Villa Ottelio Savorgnan sul fiume Stella ad Ariis di Rivignano

locutori a vanvera

vanveraVi è un acronimo tratto dalle scienze logistiche: L.I.F.O., cioè Last In First Out, che dice in sintesi un comportamento colloquiale di non pochi, quelli che ascoltano e credono sempre all’ultimo che gli parla, cambiando opinione di volta in volta. Se ti capita di incontrarli, cerca di essere l’ultimo a parlargli, in vista di una decisione, perché se ti capita di essere il penultimo, chi ti seguirà, anche se sostiene una tesi infondata, rischia di aver ragione da parte dell’interlocutore. E a volte guai se questo interlocutore è anche un “decisore”.

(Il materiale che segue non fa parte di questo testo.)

Issue #1347, opened 2018-10-18
Support tagged metrics with JMX 


dlsrb6342:
I'm using metrics-core:5.0.0 and metrics-jmx:5.0.0

From v5, I know that MetricsName is added to support tags.
But with JmxReporter in metrics-jmx, if use the default setting, DefaultObjectNameFactory, all the tags added to MetricName are gone and only domain and name remain. 
It doesn't report tagged metrics.

I think DefaultObjectNameFactory implementation should be changed to support tags.
Is there any plan for this issue?

arteam:
Closed via #1352.

PR #1352, opened 2018-11-27
Edit DefaultObjectNameFactory to support tagged metrics as default

dlsrb6342:
As #1347 I opened, metrics-jmx's DefaulfObjectNameFactory doesn't support tagged metrics.

This fix make jmxReporter can report tagged metrics


arteam:
LGTM, thanks for contributing.

PR #1354, opened 2018-12-04
Avoid boxing some Longs

alexet:
`comparing` requires us to box the long but `comparingLong` doesn't.


arteam (approved):

arteam:
LGTM, thanks for the contribution!

PR #1360, opened 2018-12-22
Adding in a duration field to the healthcheck result

### LINKED ISSUE #1359: Add support for timing metrics in healthchecks
I have had scenarios where my service has a number of healthchecks and unfortunately one of that number acts up and takes a long time to return (i.e. it gets blocked during execution for some reason).  When this happens it causes the entire healthcheck call to wait and respond slower.  During troubleshooting this, it would be helpful to know which of the many healthchecks was the culprit by adding a duration attribute to the healthcheck that is populated with the processing time.

I'm attaching a PR for your review and consideration.

Thank you

chrisrohr:
Adding in a duration field to the healthcheck result that is populated with the time it took to execute the given healthcheck.

This will aide in troubleshooting slow healthchecks.

Fixes #1359

### DIFF
--- a/metrics-healthchecks/src/main/java/com/codahale/metrics/health/HealthCheck.java
+++ b/metrics-healthchecks/src/main/java/com/codahale/metrics/health/HealthCheck.java
@@ -101,7 +101,7 @@ public abstract class HealthCheck {
         private final Throwable error;
         private final Map<String, Object> details;
         private final String timestamp;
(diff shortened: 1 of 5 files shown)


arteam:
This looks like a reasonable improvement, thanks for the contributing! It's a bit unfortunate that `duration` is not final, but I guess it's not very important and can be addressed later if needed.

Un altro genere di persone, spesso anziane, è quella di coloro che parlano per sentito dire, perché “l’ha detto la televisione”, o nascondendosi dietro un “dicono”, “ho sentito che…”, e non sentono ragioni se gli spieghi che credono in fandonie o pure invenzioni, anche se magari tu sei un esperto del tema in questione. Qui vale il toscanismo cinquecentesco del “parlare a vanvera”.

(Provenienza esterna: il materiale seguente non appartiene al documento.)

PR #1366, opened 2018-12-27
Include timestamp in serialized JSON output for HealthCheck.Result (#1365)

### LINKED ISSUE #1365: Consider including timestamp in health check result JSON
`HealthCheck.Result` contains a `timestamp` field, but it is not included in the serialized JSON. There have been times when it would have been very useful to have this information.

I will shortly create a pull request with proposed changes for your consideration.

sleberknight:
- Include timestamp in JSON output from HealthCheckModule
- Update HealthCheckModuleTest
- Update HealthCheckServletTest (since actual timestamp is from a
  ZonedDateTime.now() call in HealthCheck.Result's private constructor,
  the test cannot easily match the exact timestamp. More refactoring
  would need to be done to permit using a mock Clock in order to
  do that. As a result the tests now verify the presence of the
  timestamp but not the actual value)

Closes #1365

### DIFF
--- a/metrics-json/src/main/java/com/codahale/metrics/json/HealthCheckModule.java
+++ b/metrics-json/src/main/java/com/codahale/metrics/json/HealthCheckModule.java
@@ -43,6 +43,7 @@ public class HealthCheckModule extends Module {
                 }
             }
 
+            json.writeStringField("timestamp", result.getTimestamp());
             json.writeEndObject();
         }
 
--- a/metrics-json/src/test/java/com/codahale/metrics/json/HealthCheckModuleTest.java
+++ b/metrics-json/src/test/java/com/codahale/metrics/json/HealthCheckModuleTest.java
@@ -18,26 +18,33 @@ public class HealthCheckModuleTest {
 
     @Test
     public void serializesAHealthyResult() throws Exception {
-        assertThat(mapper.writeValueAsString(HealthCheck.Result.healthy()))
-            .isEqualTo("{\"healthy\":true,\"duration\":0}");
+        HealthCheck.Result result = HealthCheck.Result.healthy();
+        assertThat(mapper.writeValueAsString(result))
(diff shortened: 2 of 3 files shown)


sleberknight:
I looked at the 3 failed code climate issues. The first one which increased the LOC in the test from 25 to 27...I could certainly collapse a few lines in the `isEqualTo` concatenated string but I don't think that makes the code better, and possibly less readable.

"Fixing" the other two issues by extracting the similar couple of lines in those tests also doesn't seem like it would make the code more readable, but it would be easy enough to extract a separate method.

arteam:
No problem, I've marked them as false positives.

arteam:
LGTM! Thanks for the contribution. It would be nice if `Result` had a `Clock`, so it would be possible to pin down the current time, but I guess this could be improved later.

sleberknight:
@arteam I took an initial stab at adding a `Clock` to `Result`. See:

https://github.com/sleberknight/metrics/commit/38f4ae2adce456d2736890b317f5e8ed3cef9825

Without modifying the existing `Result`factory methods like `healthy`, `unhealthy`, etc. I was able to add a `usingClock` method to `HealthCheck.ResultBuilder` which lets you customize the `Clock` _when using a builder_. This let me update the `HealthCheckTest` and `HealthCheckServletTest` to include the actual timestamp in the test assertions.

The `Result` static factory methods will still use the default clock (`Clock.defaultClock()`). I could not immediately think of a non-invasive way (i.e. not significantly changing the public API) to add the `Clock` when using those factory methods.

If you think this change makes sense I can submit directly as a PR or first create an issue and then a PR. Let me know if you think these changes make sense.

sleberknight:
I went ahead and created a PR https://github.com/dropwizard/metrics/pull/1372 for your consideration. It would solve issue https://github.com/dropwizard/metrics/issues/1371 which I also created.

PR #1367, opened 2018-12-27
Specify in BOM only artifacts managed by metrics

### LINKED ISSUE #1336: The Metrics BOM causes issues for projects depending transitively on Logback
Hi,

I have a project depending on the cassandra-all artifact (e.g. https://mvnrepository.com/artifact/org.apache.cassandra/cassandra-all/3.11.3). It has dependencies on logback-classic and logback-core.

When I add the Metrics BOM to my project, the logback-classic version is overridden to 1.2.3, but logback-core is left at 1.1.3.

I think either the BOM should only lock versions for the Metrics artifacts (as e.g. JUnit and Camel do https://mvnrepository.com/artifact/org.junit/junit-bom/5.2.0, https://mvnrepository.com/artifact/org.apache.camel/camel-bom/2.22.0) and not all dependencies, or the BOM should set logback versions for all 3 artifacts (logback-core, logback-classic and logback-access) from the Logback project.

arteam:
Fixes #1336


jplock:
@arteam we should probably fix this in dropwizard too

arteam:
I think it's not a huge problem in Dropwizard because it's usually a standalone app. For example Spring-boot pom also pulls a lot of 3rd-party dependencies: https://github.com/spring-projects/spring-boot/blob/master/spring-boot-project/spring-boot-dependencies/pom.xml

scottcarey:
Oh good!  The former form was unusable.  This is great.

PR #1373, opened 2018-12-30
Made javadoc mention of precision consistent with the implementation.

Sounie:
Also Updated README to refer to latest 4.0.x version, and adjusted some grammar.

- If the implementation should be adjusted to match the existing documentation, then feel free to apply that change instead.


arteam:
That looks much better, thank you!

PR #1404, opened 2019-01-29
Collectd reporter supports disabled metric attributes.

g-fresh:
Added support for disabling metric attributes to the collectd reporter.


g-fresh:
Code Climate complains about a test exceeding a total line/method count limit. 
Do I have to split the tests into multiple files?

The Travis CI build with openjdk11 failed for a reason which is, I believe, not related to my changes.

Kind regards

PR #1409, opened 2019-02-24
Expire @Async healthchecks results after a period of time.

### LINKED ISSUE #1335: Log4j2 MetricsAppender is not detected
We can apply the `log4j-core` module as an annotation processor to `metrics-log4j2` in order to avoid setting a package in the log4j2 configuration.

This creates a discoverable `META-INF/org/apache/logging/log4j/core/config/plugins/Log4j2Plugins.dat` resource to allow plugins to be discovered at runtime.

dhatanian:
Fixes #1335. Typical use case is thread starvation preventing the next async healthcheck to run.


dhatanian:
Looking at the build failures:
* Travis build seems to be broken on `4.1-development`. It does not seem related to this PR
* Codeclimate complains about duplication, however I believe I'm following the general style of unit tests in this project. I can refactor and deduplicate more if needed, but it will come at the cost of readability for the unit tests.

Issue #2125, opened 2018-04-02
Deprecate code highlight


gnomeontherun:
We need to deprecate the codehighlight component in the code and website.

PR #2281, opened 2018-05-15
[core] deprecate code highlight (#2125)

jeeyun:


adityarb88:
@jeeyun: How does this change affect the website?

gnomeontherun:
@jeeyun I realized it would be good to add a quick test to the deprecated spec file that tests the presence of code highlight, so we can keep track of this.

Un terzo genere di persone è quello che parla perché l’ha sentito da qualcuno di autorevole, un divulgatore, un docente, un guru di qualcosa, e allora, non possedendo personalmente una cultura sistematica e strutturata, costituisce la tesi creduta come assoluta e riferimento centrale della propria conoscenza. Capita spesso a discenti di tutte le età. Faccio un esempio: se uno fa un corso di archeologia antica, magari del periodo paleocristiano con un professore agnostico, imparerà forse che Gesù di Nazaret, così come viene presentato dalla tradizione evangelica, non è (potrebbe non essere) mai esistito, perché non ci sono prove storico-documentali e archeologiche che lo attestino. In questo caso una tesi archeologica prevale su tutta l’immensa storia dell’Occidente da duemila anni, che sono, in qualche modo, una grande chiosa alla presenza di questo ingombrante personaggio galileo. Duemila anni di storia vanificati da un archeologo! Ma dai. A quasi nulla vale dirgli che per parlare di Gesù (detto il Cristo) o anche semplicemente del galileo figlio di Josef e Mariam, occorre interpellare una dozzina di scienze che operano interdisciplinarmente: l’archeologia, appunto, ma anche l’esegesi biblica, la critica testuale, la sociologia e il diritto giudaici, la letteratura paolina, la storia romana, scrittori come Giuseppe Flavio, Svetonio, Tacito, Plinio il Vecchio, Filone e Clemente Alessandrino, etc., e poi la Patrologia apostolica e apologetica (Policarpo di Smirne e Ignazio di Antiochia, Giustino, Taziano e Ireneo, Origene e Girolamo, Agostino e Basilio di Cesarea, i due Gregorio di Nazianzo e di Nissa, Teodoro di Mopsuestia e Giovanni Crisostomo, Apollinare di Laodicea, Nestorio ed Eutiche, per tacer degli altri), e molto altro… e che bisogna essere un po’ ferrati in ciascuna di queste discipline per parlare del rabbi nazareno.

Un quarto genere di persone è convinto che la cultura scientifica sia nata con Galileo o addirittura con gli illuministi, concependo la scienza solo come sapere sulla matematica e sulla natura: ad esempio, per costoro le dottrine evoluzionistiche partono indefettibilmente da Lamarck e Darwin, ma ignorano che il primo grande teorico evoluzionista è stato il filosofo Eraclito di Samo, attivo duemila e quattrocento anni prima degli scienziati ottocenteschi citati. Bisogna spiegare a costoro che è scienza ogni sapere strutturato e metodico sull’uomo e sulla natura, e che sono scienziati, sia i biologi, sia i filologi!

Tutte queste persone solitamente non hanno una cultura di base fondata e strutturata su un “albero della conoscenza” sufficientemente ampio, e quindi tendono a parlare estrapolando conoscenze parziali senza saperle/ poterle collocare in un contesto epistemologico serio. Di solito si entusiasmano per Superquark, rischiando di avere una qualche attenzione anche per Voyager et similia, cioè dell’abominio della desolazione della divulgazione pseudo-scientifica italiana.

Per tutti questi costoro invoco il detto del grande, saggio e umile Ludwig Wittgenstein “di ciò che non si sa (o si sa solo un pochino, ndr) si taccia“.